# QuietRock



## Mike- (Aug 20, 2011)

Hello CT Members,

A contract that I have been working on, the HO has done some research and has requested that QuietRock be used for the soundproofing. What are your guys thoughts on this product. Here in Vancouver, the price of a 4x8 sheet is 65 dollars. Is it worth the money? There will be an additional 12 pot lights installed as well.This in my opinion will compromise the quality of sound transmission through to the basement.

Resilient Channel has also been suggested but it has such a high failure rate from what I have seen.

Thoughts.


----------



## Splinter (Apr 5, 2005)

suggest some wall sconces to the homeowner in lieu of can lights.


----------



## Mike- (Aug 20, 2011)

Will it dramatically reduce the effectiveness?


----------



## Ted White (Jun 23, 2009)

The HO is the boss, but if they're asking your opinion maybe remind them that you want a lot of weight and these specialty drywall panels generally lack the mass we want. Standard 5/8" drywall is cheap and heavy and can be field damped. So you could build a much heavier (and therefore higher performance ) partition.


----------



## Mike- (Aug 20, 2011)

that makes sense. They are adamant about using this product but with adding all the cans to the ceiling, it kind of diminishes the affect of the quiet rock.


----------



## Tylerwalker32 (Jun 27, 2011)

I believe around a can light you would make a housing around it. I'm sure they give specs on the products website.


----------



## davitk (Oct 3, 2008)

Tylerwalker32 said:


> I believe around a can light you would make a housing around it. I'm sure they give specs on the products website.

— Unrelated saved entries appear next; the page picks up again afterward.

PR #918, opened 2024-10-09
Normalize usage of LIB

### LINKED ISSUE #806: Normalize LIB nomenclature
There are a number of different things we call `lib` or `last irreversible block`.
- Savanna block's `core.last_final_block_num` also known as `irreversible_blocknum`
- Legacy block's `dpos_irreversible_blocknum` also known as `irreversible_blocknum`
- fork database `root`
- fork database `pending_savanna_lib_id`
- block log `head` (might not exist if running with no block log)

Going forward we would like to use `lib` or `last irreversible block` in logs and documentation to refer to `irreversible_blocknum` which is the lib in respect to a given block. In locations where fork database root or fork database pending savanna lib is required they should be referred to `fork_db_root`/`froot` and `fork_db_pending_lib`. The block log head should be referred to simply as the block log head. 

This issue is to examine and cleanup any log messages, method names, and comments in the code base to correspond to this new nomenclature.

heifner:
Most of the changes involve using `froot` instead of `lib`.

Did not change the interface of `tester` to avoid uses having to update their tests.
`get_info` was unchanged; it still reports `last_irreversible_block_num` and `last_irreversible_block_id` for `forkdb_root_block_num` and `forkdb_root_block_id`.

Resolves #806

### DIFF
--- a/libraries/chain/include/eosio/chain/controller.hpp
+++ b/libraries/chain/include/eosio/chain/controller.hpp
@@ -230,7 +230,7 @@ namespace eosio::chain {
          void set_async_voting(async_t val);
          void set_async_aggregation(async_t val);
 
-         /// Apply any blocks that are ready from the forkdb
+         /// Apply any blocks that are ready from the fork_db
          void apply_blocks(const forked_callback_t& cb, const trx_meta_cache_lookup& trx_lookup);
 
          struct accepted_block_result {
--- a/libraries/chain/include/eosio/chain/controller.hpp
+++ b/libraries/chain/include/eosio/chain/controller.hpp
@@ -329,15 +329,11 @@ namespace eosio::chain {
          void set_savanna_lib_id(const block_id_type& id);
 
          // thread-safe
-         bool   fork_db_has_root() const;
+         bool         fork_db_has_root() const;
          // thread-safe
-         size_t fork_db_size() const;
-         // thread-safe, only valid if fork_db_has_root()
-         uint32_t fork_db_root_block_num() const;
-         // thread-safe, only valid if fork_db_has_root()
-         block_id_type fork_db_root_block_id() const;
-         // thread-safe, only valid if fork_db_has_root()
-         time_point fork_db_root_block_time() const;
+         block_handle fork_db_root()const;
+         // thread-safe
+         size_t       fork_db_size() const;
 
          // thread-safe, retrieves block according to fork db best branch which can change at any moment
          signed_block_ptr fetch_block_by_number( uint32_t block_num )const;
--- a/libraries/chain/include/eosio/chain/controller.hpp
+++ b/libraries/chain/include/eosio/chain/controller.hpp
@@ -328,15 +328,16 @@ namespace eosio::chain {
 
          void set_savanna_lib_id(const block_id_type& id);
 
+         // thread-safe
          bool   fork_db_has_root() const;
+         // thread-safe
          size_t fork_db_size() const;
-
-         // thread-safe, applied LIB, fork db root
-         uint32_t last_irreversible_block_num() const;
-         // thread-safe, applied LIB, fork db root
-         block_id_type last_irreversible_block_id() const;
-         // thread-safe, applied LIB, fork db root
-         time_point last_irreversible_block_time() const;
+         // thread-safe, only valid if fork_db_has_root()
+         uint32_t fork_db_root_block_num() const;
+         // thread-safe, only valid if fork_db_has_root()
+         block_id_type fork_db_root_block_id() const;
+         // thread-safe, only valid if fork_db_has_root()
+         time_point fork_db_root_block_time() const;
 
          // thread-safe, retrieves block according to fork db best branch which can change at any moment
          signed_block_ptr fetch_block_by_number( uint32_t block_num )const;
--- a/plugins/chain_plugin/chain_plugin.cpp
+++ b/plugins/chain_plugin/chain_plugin.cpp
@@ -1286,17 +1286,17 @@ read_only::get_info_results read_only::get_info(const read_only::get_info_params
 
    auto head = db.head();
    auto head_id = head.id();
-   auto fork_root = db.fork_db_root();
-   auto fork_head = db.fork_db_head();
-   auto fork_root_id = fork_root.id();
-   auto fork_head_id = fork_head.id();
+   auto fork_db_root = db.fork_db_root();
+   auto fork_db_head = db.fork_db_head();
+   auto fork_db_root_id = fork_db_root.id();
+   auto fork_db_head_id = fork_db_head.id();
 
    return {
       itoh(static_cast<uint32_t>(app().version())),
       db.get_chain_id(),
       block_header::num_from_id(head_id),
-      block_header::num_from_id(fork_root_id),
-      fork_root_id,
+      block_header::num_from_id(fork_db_root_id),
+      fork_db_root_id,
       head_id,
       db.head().block_time(),
       db.head().producer(),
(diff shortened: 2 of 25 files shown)


libraries/chain/include/eosio/chain/controller.hpp
```diff
@@ -328,15 +328,16 @@ namespace eosio::chain {
...
-         // thread-safe, applied LIB, fork db root
-         block_id_type last_irreversible_block_id() const;
-         // thread-safe, applied LIB, fork db root
-         time_point last_irreversible_block_time() const;
+         // thread-safe, only valid if fork_db_has_root()
+         uint32_t fork_db_root_block_num() const;
+         // thread-safe, only valid if fork_db_has_root()
+         block_id_type fork_db_root_block_id() const;
+         // thread-safe, only valid if fork_db_has_root()
+         time_point fork_db_root_block_time() const;
```
greg7mdp, line 340: I think a better API would be to return a `block_handle` here, even if it involves a `block_ptr` copy.

plugins/net_plugin/net_plugin.cpp
```diff
@@ -2233,10 +2233,10 @@ namespace eosio {
 
       auto chain_info = my_impl->get_chain_info();
 
-      sync_reset_lib_num(c, false);
+      sync_reset_froot_num(c, false);
 
       //--------------------------------
-      // sync need checks; (lib == last irreversible block)
+      // sync need checks; (lib == fork database root)
```
linh2931, line 2239: Does this `lib` be changed?

plugins/net_plugin/net_plugin.cpp
```diff
@@ -2233,10 +2233,10 @@ namespace eosio {
...
       //
       // 0. my head block id == peer head id means we are all caught up block wise
       // 1. my head block num < peer lib - start sync locally
```
linh2931, line 2242: This comment does not match what the code is doing below.

plugins/net_plugin/net_plugin.cpp
```diff
@@ -420,8 +420,8 @@ namespace eosio {
 
 
       struct chain_info_t {
-         block_id_type lib_id;
-         uint32_t      lib_num = 0;
+         block_id_type fork_root_id;
+         uint32_t      fork_root_num = 0;
```
greg7mdp, line 424: why not `froot`?

plugins/net_plugin/net_plugin.cpp
```diff
@@ -439,9 +439,9 @@ namespace eosio {
 
    public:
       void update_chain_info();
-      void update_chain_info(const block_id_type& lib);
+      void update_chain_info(const block_id_type& froot_id);
       chain_info_t get_chain_info() const;
-      uint32_t get_chain_lib_num() const;
+      uint32_t get_fork_root_num() const;
```
greg7mdp, line 444: `froot` here to I think for consistency.

plugins/net_plugin/net_plugin.cpp
```diff
@@ -1942,49 +1942,49 @@ namespace eosio {
...
+            sync_known_froot_num = c->peer_froot_num;
          }
       } else {
-         // Closing connection, therefore its view of LIB can no longer be considered as we will no longer be connected.
-         // Determine current LIB of remaining peers as our sync_known_lib_num.
-         uint32_t highest_lib_num = 0;
-         my_impl->connections.for_each_block_connection( [&highest_lib_num]( const auto& cc ) {
+         // Closing connection, therefore its view of froot can no longer be considered as we will no longer be connected.
+         // Determine current froot of remaining peers as our sync_known_froot_num.
+         uint32_t highest_fork_root_num = 0;
```
greg7mdp, line 1958: `froot`

plugins/net_plugin/net_plugin.cpp
```diff
@@ -2049,9 +2049,9 @@ namespace eosio {
 
       auto reset_on_failure = [&]() REQUIRES(sync_mtx) {
          sync_source.reset();
-         sync_known_lib_num = chain_info.lib_num;
+         sync_known_froot_num = chain_info.fork_root_num;
```
greg7mdp, line 2052: `froot` here and all other `fork_root` locations.

libraries/chain/include/eosio/chain/controller.hpp
heifner: A `signed_block` does not provide an efficient `.id()` call.

plugins/net_plugin/net_plugin.cpp
heifner: I was matching the existing `fork_head_` members.

plugins/net_plugin/net_plugin.cpp
heifner: Hmm, we have a `get_fork_head_num`. Seems better to spell it out.

plugins/net_plugin/net_plugin.cpp
heifner: Matches the handshake `fork_root_num`.

plugins/net_plugin/net_plugin.cpp
heifner: I think I would rather go the other direction. Change `froot` to `fork_root` except in logging.

linh2931 (approved):

libraries/chain/include/eosio/chain/controller.hpp
greg7mdp: my bad, I misspoke, the `block_handle` contains the `block_state_ptr` not `signed_block_ptr`.

heifner: Oh right. Sure might as well match `fork_db_head()`

plugins/net_plugin/net_plugin.cpp
greg7mdp: whatever we choose let's be consistent throughout in the code.

linh2931: I prefer `fork_root` as it spells out what it really is; it is not long. The `f` in `froot` can be anything, it can even be be thought of `finality`.

libraries/chain/include/eosio/chain/controller.hpp
heifner: Done.

plugins/net_plugin/net_plugin.cpp
heifner: Renamed `froot` to `fork_root`.

plugins/chain_plugin/chain_plugin.cpp
```diff
@@ -1290,16 +1284,19 @@ const string read_only::KEYi64 = "i64";
 read_only::get_info_results read_only::get_info(const read_only::get_info_params&, const fc::time_point&) const {
    const auto& rm = db.get_resource_limits_manager();
 
-   auto head_id = db.head().id();
-   auto lib_id = db.last_irreversible_block_id();
-   auto fhead_id = db.fork_db_head().id();
+   auto head = db.head();
+   auto head_id = head.id();
+   auto fork_root = db.fork_db_root();
+   auto fork_head = db.fork_db_head();
```
greg7mdp, line 1290: Now this seems inconsistent. Why do we have both `fork_root` and `fork_db_root` at different spots in the code?

greg7mdp: I don't really like `fork_root` because it sounds like is the the `root` of a `fork`, not of `fork_db`. If we are going to spell it out, I think it should be `fork_db_root` everywhere, although I did prefer the shorter `froot` :-).

linh2931:
Another thing I noticed we have `fork_db` and `forkdb`. Probably we should use only one of them (at least easier for search)

linh2931:
> Another thing I noticed we have `fork_db` and `forkdb`. Probably we should use only one of them (at least easier for search)

Maybe another PR to clean up  all of those forkdb, fork_db usages, froot, ...

linh2931 (approved):

ericpassmore:
Note:start
category: Chores
component: Internal
summary: Normalize usage of LIB.
Note:end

You build a box of Quiet Rock around the can light, and seal it with a special sealant or putty. The product has an internal membrane that is claimed to change sound waves into heat, quite different than just using mass to block the sound.


----------



## Drywalller (Jan 2, 2007)

You should check into the green glue product first I think it will be cheaper and maybe better product.
Here is link http://www.greengluecompany.com/


----------



## PrecisionTaping (Jan 8, 2012)

Quiet Rock is an amazing product! And if the owner wants it, then go for it! One sheet of Quiet Rock is the equivalent of 8 stacked sheets of 5/8.
There is no comparison! If they are adamant about sound proofing there simply is no other way to go other than QuietRock in my opinion.
And like previous guys mentioned about the pot lights, just build boxes around them using the quiet rock. Charge accordingly.


----------



## iDAHOchris (Feb 11, 2012)

Quietrock should be installed using Greenglue to achieve max benefit (screws also) . I would recommend a thick plywood on walls and ceilings 1rst , then glue and screw. We found that a cordless sawzall works pretty good for cutting it. Yes build boxes around light fixtures if they must have them ( would make sure fixture specs allow).


----------



## Mike- (Aug 20, 2011)

Sheets ordered. Will B installed by the weekend. I'll let u know how it turns out.


----------



## Big Shoe (Jun 16, 2008)

After hanging 100 sheets of quiet rock about a year and a half ago I learned there are other options for soundproofing as Ted White states.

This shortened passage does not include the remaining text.